WHAT THE EXERCISE ASKS – Looking at the listing below, give the number of lines in which the string "Sorry" appears, and add nothing else.

DATA EXTRACT –
PR #16476, opened 2025-08-19
Sort help message flags by required field

### LINKED ISSUE #16462: Display required flags before the help parameter
### Related problem

It should be as obvious as possible when flags are required. We already list required flags (aka named parameters) before most other parameters, but the `--help` parameter is special and is always displayed first:

```nushell
> polars pivot -h
Pivot a DataFrame from long to wide format.

Usage:
  > polars pivot {flags} 

Flags:
  -o, --on (required parameter) <list<string>>: column names for pivoting
  -i, --index (required parameter) <list<string>>: column names for indexes
  -v, --values (required parameter) <list<string>>: column names used as value columns
  -a, --aggregate <string>: Aggregation to apply when pivoting. The following are supported: first, sum, min, max, mean, median, count, last
  -p, --separator <string>: Delimiter in generated column names in case of multiple values columns (default '_')
  -s, --sort: Sort columns
  -t, --streamable: Whether or not to use the polars streaming engine. Only valid for lazy dataframes
```

The simple solution is to just list `--help` below the required flags, but before the other optional flags. I think there's also a case to be made that maybe the required flags should get their own section.

uraneko:
closes #16462.

The --help flag will now appear after all required flags in help messages.

Required named parameters will now always appear before regular named parameters/flags in the `help` output.

## Tasks after submitting
N/A

### DIFF
--- a/crates/nu-engine/src/documentation.rs
+++ b/crates/nu-engine/src/documentation.rs
@@ -787,12 +787,14 @@ where
     let mut long_desc = String::new();
     let _ = write!(long_desc, "\n{help_section_name}Flags{RESET}:\n");
 
+    let help = signature.named.iter().find(|flag| flag.long == "help");
     let required = signature.named.iter().filter(|flag| flag.required);
-    let Some(help) = signature.named.iter().find(|flag| flag.long == "help") else {
-        unreachable!("we're writing the help message, yet there is no --help flag");
-    };
-    let optional = signature.named.iter().filter(|flag| !flag.required && flag.long != "help");
-    let flags = required.chain([help]).chain(optional);
+    let optional = signature
+        .named
+        .iter()
+        .filter(|flag| !flag.required && flag.long != "help");
+
+    let flags = required.chain(help).chain(optional);
 
     for flag in flags {
         write_flag_to_long_desc(


132ikl:
Thanks for looking at this! Would you be able to update the release notes summary to explain the actual purpose of the change? Something like "The --help flag will now appear after any required flags." I also don't think we need to worry about anyone parsing the output of `help` since all of the info is already available via `help commands`.

crates/nu-engine/src/documentation.rs
```diff
@@ -727,6 +727,52 @@ pub enum FormatterValue<'a> {
     CodeString(&'a str),
 }
 
+// fn to help me reason about the code 
+// will remove once done
```
132ikl: is this still necessary? I'm not opposed to breaking this out, just not sure if that was your intent

crates/nu-engine/src/documentation.rs
```diff
@@ -735,48 +781,36 @@ pub fn get_flags_section<F>(
...
-                long_desc,
-                " (default: {})",
-                &formatter(FormatterValue::DefaultValue(value))
-            );
+
+    let mut flags = signature.named.iter();
+    let mut help_written = false;
+
+    // safe unwrap, since we know signature.named is not empty
+    let help = flags.next().unwrap();
```
132ikl: We could actually avoid this unwrap altogether if you move this line up to where you do the check at the beginning of the function, and instead do:
```rust
let Some(help) = flags.next() else {
    return "".into_owned()
}
```

crates/nu-engine/src/documentation.rs
```diff
@@ -735,48 +781,36 @@ pub fn get_flags_section<F>(
...
+    while let Some(flag) = flags.next() {
+        if !help_written && !flag.required {
```
132ikl: could you add a small comment explaining the purpose here? this may be a bit confusing if you encounter this code without the necessary context

132ikl (changes requested):

crates/nu-engine/src/documentation.rs
uraneko: Yeah, it was my intention to break it down, as that logic was long enough to go in a different function. I'll keep the new function then.

crates/nu-engine/src/documentation.rs
uraneko: Done. Please let me know if there is any problem still.

crates/nu-engine/src/documentation.rs
uraneko: Done. Please let me know if there is any problem still.

sholderbach: I would classify the `// Write named flags to long_desc` more in the category of redescribing the code (as that is part of the visible function name already and documented through that). 
I personally struggle to reason at a glance about the the stateful logic using the `help_written` bit so that would be part what I would want to explain through a comment.

sholderbach (changes requested):
Sorry but the Pr doesn't do what it is in the title

It only tries to move the `--help`

with the following patch to provoke it

```patch
diff --git a/crates/nu-command/src/stor/update.rs b/crates/nu-command/src/stor/update.rs
index ae55dc083..751ea3c9f 100644
--- a/crates/nu-command/src/stor/update.rs
+++ b/crates/nu-command/src/stor/update.rs
@@ -20,18 +20,18 @@ impl Command for StorUpdate {
                 // which aren't caught by the parser. see https://github.com/nushell/nushell/pull/14922 for more details
                 (Type::Any, Type::table()),
             ])
-            .required_named(
-                "table-name",
-                SyntaxShape::String,
-                "name of the table you want to insert into",
-                Some('t'),
-            )
             .named(
                 "update-record",
                 SyntaxShape::Record(vec![]),
                 "a record of column names and column values to update in the specified table",
                 Some('u'),
             )
+            .required_named(
+                "table-name",
+                "name of the table you want to insert into",
+                Some('t'),
+            )
             .named(
                 "where-clause",
                 SyntaxShape::String,

```

`help stor update` will put the `--help` first but keep the required parameter unordered.

```
Flags:
  -u, --update-record <record>: a record of column names and column values to update in the specified table
  -t, --table-name (required parameter) <string>: name of the table you want to insert into
  -w, --where-clause <string>: a sql string to use as a where clause without the WHERE keyword
```

On top of that have to admit that I personally find that logic pretty hard to read.

I need to implicitly know that the `--help` flag would always be the first item in `signature.named` (beware the moment someone changes that on some other end of the codebase.) And then I need to follow either the special case of no other flags, then a loop where the removed help is reinserted in the operation or lastly another special case for only required flags.

While this may be well optimized in terms of doing less passes over the data I feel like either a std-library stable sort with a key for required or declarative steps of using filter to get first the required flags, then the help and lastly the regular ones, would be much more readable and easy to reason about.

uraneko:
> Sorry but the Pr doesn't do what it is in the title

I also think so. In my humble view, the current pr is bad in that: 
1. I don't properly sort the vec entries. I tried to minimize the cost of the sorting, which is why the logic ended up fragile.
2. `get_flags_section` may not be the right place for sorting the named vec in the first place. 

> It only tries to move the `--help`
> 
> with the following patch to provoke it
> 
> ```diff
> diff --git a/crates/nu-command/src/stor/update.rs b/crates/nu-command/src/stor/update.rs
> index ae55dc083..751ea3c9f 100644
> --- a/crates/nu-command/src/stor/update.rs
> +++ b/crates/nu-command/src/stor/update.rs
> @@ -20,18 +20,18 @@ impl Command for StorUpdate {
>                  // which aren't caught by the parser. see https://github.com/nushell/nushell/pull/14922 for more details
>                  (Type::Any, Type::table()),
>              ])
> -            .required_named(
> -                "table-name",
> -                SyntaxShape::String,
> -                "name of the table you want to insert into",
> -                Some('t'),
> -            )
>              .named(
>                  "update-record",
>                  SyntaxShape::Record(vec![]),
>                  "a record of column names and column values to update in the specified table",
>                  Some('u'),
>              )
> +            .required_named(
> +                "table-name",
> +                SyntaxShape::String,
> +                "name of the table you want to insert into",
> +                Some('t'),
> +            )
>              .named(
>                  "where-clause",
>                  SyntaxShape::String,
> ```
> 
> `help stor update` will put the `--help` first but keep the required parameter unordered.


> ```
> Flags:
>   -h, --help: Display the help message for this command
>   -u, --update-record <record>: a record of column names and column values to update in the specified table
>   -t, --table-name (required parameter) <string>: name of the table you want to insert into
>   -w, --where-clause <string>: a sql string to use as a where clause without the WHERE keyword
> ```

Yeah, my code was pretty fragile. It depends on the assumption that signature.named is always going to be: --help -> required flags -> optional flags. which could easily change at some point.
 
> On top of that have to admit that I personally find that logic pretty hard to read.

I think a few comments can make it easier to read, but fair enough, it used to be just a for loop that writes to a string, after all, now it's kinda awkward.

> I need to implicitly know that the `--help` flag would always be the first item in `signature.named` (beware the moment someone changes that on some other end of the codebase.) And then I need to follow either the special case of no other flags, then a loop where the removed help is reinserted in the operation or lastly another special case for only required flags.
> 
> While this may be well optimized in terms of doing less passes over the data I feel like either a std-library stable sort with a key for required or declarative steps of using filter to get first the required flags, then the help and lastly the regular ones, would be much more readable and easy to reason about.

I was gonna do `named.sort_by` at first, since it's as you mention much cleaner than what I ended up with, but std's slice sort functions all take `&mut self` and `signature` is passed to the function by a shared reference. Which means, if I want to use `named.sort` I would either need to clone `signature.named` or change the type of the `signature` argument. Both of which are things I hesitated to do. Would something like this be acceptable?

```rust
let Some(help) = signature.named.iter().find(|flag| flag.long == "help") else {
    // I'm assuming it is not logically possible for help to not be in signature.named at this point
    unreachable!("we're writing the help message, yet there is no --help flag");
};
let required = signature.named.iter().filter(|flag| flag.required);
let optional = signature.named.iter().filter(|flag| !flag.required && flag.long != "help");

let flags = required.chain([help]).chain(optional);

for flag in flags {
    write_flag_to_long_desc(
        flag,
        &mut long_desc,
        help_subcolor_one,
        help_subcolor_two,
        &mut formatter,
    );
}
```

Outputs this: 

```
Flags:
  -o, --on (required parameter) <list<string>>: column names for pivoting
  -i, --index (required parameter) <list<string>>: column names for indexes
  -v, --values (required parameter) <list<string>>: column names used as value columns
  -a, --aggregate <string>: Aggregation to apply when pivoting. The following are supported: first, sum, min, max, mean, median, count, last
  -p, --separator <string>: Delimiter in generated column names in case of multiple values columns (default '_')
  -s, --sort: Sort columns
  -t, --streamable: Whether or not to use the polars streaming engine. Only valid for lazy dataframes
```

sholderbach:
Good point about the `.sort_by` not being able to directly operate on `&Signature`.

I like your suggestion, I find it reasonable to read (with the explicit variable names we don't need extra comments) and compared to sorting it is only two reading passes over the data. I think the output is what @ItsHarper had in mind when opening the issue.

When you are using `.chain` to feed in the help you can simplify the code by using the fact of the `impl Iterator for Option` and directly chain the result from `.find`

Bahex:
I like the `.filter()` + `.chain()` approach :+1: 

For future reference you can "sort" immutable slices like [this](https://play.rust-lang.org/?version=stable&mode=debug&edition=2024&gist=77c3f8b1312eee9a998c23c516b0a67a):
```rust
fn main() {
    let words = [
        "interpretation",
        "cantering",
        "pikes",
        "furbelow",
        "incapacitates",
        "moderate",
        "roadblocking",
    ]
    .as_slice();

    let mut indices = (0..words.len()).collect::<Vec<_>>();
    indices.sort_by_key(|&idx| words[idx]);

    let sorted = indices.iter().map(|&idx| words[idx]);
    
    for word in sorted {
        println!("{word}");
    }
}
```

sholderbach (approved):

REPLY TO THE TASK – 2